[Haskell-cafe] Re: FASTER primes

Sat Jan 9 08:59:01 EST 2010

Am Samstag 09 Januar 2010 08:04:20 schrieb Will Ness:
> Daniel Fischer <daniel.is.fischer <at> web.de> writes:
> > Am Freitag 08 Januar 2010 19:45:47 schrieb Will Ness:
> > > Daniel Fischer <daniel.is.fischer <at> web.de> writes:
> >
> > It's not tail-recursive, the recursive call is inside a celebrate.
>
> It is (spMerge that is).

No.
"In computer science, tail recursion (or tail-end recursion) is a special 
case of recursion in which the last operation of the function, the tail 
call, is a recursive call."

The last operation of spMerge is a call to celebrate or the pair 
constructor (be that P or (,)). Doesn't matter, though, as for lazy 
languages, tail recursion isn't very important.

> It calls tail-recursive celebrate in a tail
> position. What you've done, is to eliminate the outstanding context, by
> moving it inward. Your detailed explanation is more clear than that. :)
>
> BTW when I run VIP code it is consistently slower than using just pairs,

I can't reproduce that. Ceteris paribus, I get the exact same allocation 
and GC figures whether I use People or (,), running times identical enough 
(difference between People and (,) is smaller than the difference between 
runs of the same; the difference between the fastest and the slowest run of 
the two is less than 0.5%). I think it must be the other changes you made.

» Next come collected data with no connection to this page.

PR #7057, opened 2022-09-05
Improvements to Promtail GCP push target

thepalbi:

Fixes #<issue number>

**Checklist**
- [ ] Documentation added
- [ ] Tests updated

### DIFF
--- a/clients/pkg/promtail/targets/gcplog/push_target.go
+++ b/clients/pkg/promtail/targets/gcplog/push_target.go
@@ -22,13 +22,14 @@ import (
 )
 
 type pushTarget struct {
-	logger         log.Logger
-	handler        api.EntryHandler
 	config         *scrapeconfig.GcplogTargetConfig
+	entries        chan<- api.Entry
+	handler        api.EntryHandler
 	jobName        string
-	server         *server.Server
+	logger         log.Logger
 	metrics        *Metrics
 	relabelConfigs []*relabel.Config
+	server         *server.Server
 }
 
 // newPushTarget creates a brand new GCP Push target, capable of receiving message from a GCP PubSub push subscription.
@@ -36,11 +37,12 @@ func newPushTarget(metrics *Metrics, logger log.Logger, handler api.EntryHandler
 	wrappedLogger := log.With(logger, "component", "gcp_push")
 
 	ht := &pushTarget{
-		metrics:        metrics,
-		logger:         wrappedLogger,
+		config:         config,
+		entries:        handler.Chan(),
 		handler:        handler,
 		jobName:        jobName,
-		config:         config,
+		logger:         wrappedLogger,
+		metrics:        metrics,
 		relabelConfigs: relabel,
 	}
 
@@ -96,7 +98,6 @@ func (h *pushTarget) run() error {
 }
 
 func (h *pushTarget) push(w http.ResponseWriter, r *http.Request) {
-	entries := h.handler.Chan()
 	defer r.Body.Close()
 
 	pushMessage := PushMessage{}
@@ -125,7 +126,7 @@ func (h *pushTarget) push(w http.ResponseWriter, r *http.Request) {
 
 	level.Debug(h.logger).Log("msg", fmt.Sprintf("Received line: %s", entry.Line))
 
-	entries <- entry
+	h.entries <- entry
 	h.metrics.gcpPushEntries.WithLabelValues().Inc()
 	w.WriteHeader(http.StatusNoContent)
 }
--- a/clients/pkg/promtail/targets/gcplog/push_translation.go
+++ b/clients/pkg/promtail/targets/gcplog/push_translation.go
@@ -1,15 +1,15 @@
 package gcplog
 
 import (
+	"bytes"
 	"encoding/base64"
 	"fmt"
-	"regexp"
-	"strings"
-	"time"
-
 	"github.com/prometheus/common/model"
 	"github.com/prometheus/prometheus/model/labels"
 	"github.com/prometheus/prometheus/model/relabel"
+	"regexp"
+	"strings"
+	"time"
 
 	"github.com/grafana/loki/clients/pkg/promtail/api"
 	lokiClient "github.com/grafana/loki/clients/pkg/promtail/client"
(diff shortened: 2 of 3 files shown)


clients/pkg/promtail/targets/gcplog/push_translation.go
```diff
@@ -37,29 +28,39 @@ type PushMessage struct {
...
 	lbs := labels.NewBuilder(nil)
 	lbs.Set("__gcp_message_id", m.Message.ID)
-
-	// labels from gcp log entry. Add it as internal labels
+	lbs.Set("__gcp_subscription_name", m.Subscription)
 	for k, v := range m.Message.Attributes {
 		lbs.Set(fmt.Sprintf("__gcp_attributes_%s", convertToLokiCompatibleLabel(k)), v)
 	}
 
+	// Apply relabeling
```
kgeckhart, line 55: Do you think there would be any harm in removing the `Apply relabeling` and `Drop internal or invalid labels` logic to let the `parseGCPLogsEntry` call further down take care of it? At a glance it looks like the logic is the same.

thepalbi: Because of how `parseGCPLogsEntry` uses the push-specific labels we pass down, they wouldn't be affected by the relabeling + drop internal it does. [This](https://github.com/thepalbi/loki/blob/1da24900d668fa7afa33e4f00e8c92d9f2e4078c/clients/pkg/promtail/targets/gcplog/formatter.go#L87) is the point they are used, which is after relabel + drop internal.
We could could instead pass them like:
```
func parseGCPLogsEntry(
	data []byte,
	other model.LabelSet,
	useIncomingTimestamp bool,
	relabelConfig []*relabel.Config,
        additionalInternalLabels ...model.LabelSet
) (api.Entry, error)
```
That way we differentiate them from the ones that must be merged after like the fixed labels, or the `__tenant_id__`. wdyt? It would just be to avoid repeating code, since the sum of iterations between both loops is the same

clients/pkg/promtail/targets/gcplog/push_translation.go
```diff
@@ -73,45 +74,46 @@ func translate(m PushMessage, other model.LabelSet, useIncomingTimestamp bool, r
...
 
-	ts := time.Now()
-
 	decodedData, err := base64.StdEncoding.DecodeString(m.Message.Data)
 	if err != nil {
 		return api.Entry{}, fmt.Errorf("failed to decode data: %w", err)
 	}
-	line := string(decodedData)
-
-	if useIncomingTimestamp {
```
jeschkies, line 87: Where did this go?

clients/pkg/promtail/targets/gcplog/push_translation.go
```diff
@@ -73,45 +74,46 @@ func translate(m PushMessage, other model.LabelSet, useIncomingTimestamp bool, r
...
 // such as `logging.googleapis.com/timestamp`, which contain non-loki-compatible characters, which is just alphanumeric
 // and _. The approach taken is to translate every non-alphanumeric separator character to an underscore.
 func convertToLokiCompatibleLabel(label string) string {
-	// TODO: Since this is running for every incoming message, maybe it's more performant to do something
-	// like a loop over characters, and checking if it's not loki compatible, instead of a regexp.
-	return util.SnakeCase(labelToLokiCompatible.ReplaceAllString(label, "_"))
+	return util.SnakeCase(convertSeparatorCharacterToUnderscore(label))
+}
+
+func convertSeparatorCharacterToUnderscore(s string) string {
```
jeschkies, line 108: Hm, there must be something like this in Loki already...but I couldn't find it myself.

In any case `fmt.Fprintf` might be slow. What about `strings.Replacer`? https://go.dev/play/p/9W5a0KvB5M0

clients/pkg/promtail/targets/gcplog/push_translation.go
```diff
@@ -73,45 +74,46 @@ func translate(m PushMessage, other model.LabelSet, useIncomingTimestamp bool, r
...
-		Entry: logproto.Entry{
-			Timestamp: ts,
-			Line:      line,
-		},
-	}, nil
+	// The labelset built by merging fixed target-level labels, push-specific labels and tenant ID is passed as to be merged
+	// to the resulting one of processing the actual GCP Logs entry.
+	entry, err := parseGCPLogsEntry(decodedData, labels, useIncomingTimestamp, relabelConfigs)
+	if err != nil {
+		return api.Entry{}, fmt.Errorf("failed to process logs entry: %w", err)
```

> modified with wheel and feeder and all. So what's needed is to
> re-implement your approach for pairs:
>
>  mergeSP (a,b) ~(c,d) = let (bc,bd) = spMerge b c d
>                            in (a ++ bc, bd)
>      where
>       spMerge u [] d = ([], merge u d)
>       spMerge u@(x:xs) w@(y:ys) d = case compare x y of
>                LT -> consSP x $ spMerge xs w  d
>                EQ -> consSP x $ spMerge xs ys d
>                GT -> consSP y $ spMerge u  ys d
>
>  consSP x ~(a,b) = (x:a,b)   -- don't forget that magic `~` !!!

I called that (<:).

>
>
> BTW I'm able to eliminate sharing without a compiler switch by using
>

Yes, I can too. But it's easy to make a false step and trigger sharing.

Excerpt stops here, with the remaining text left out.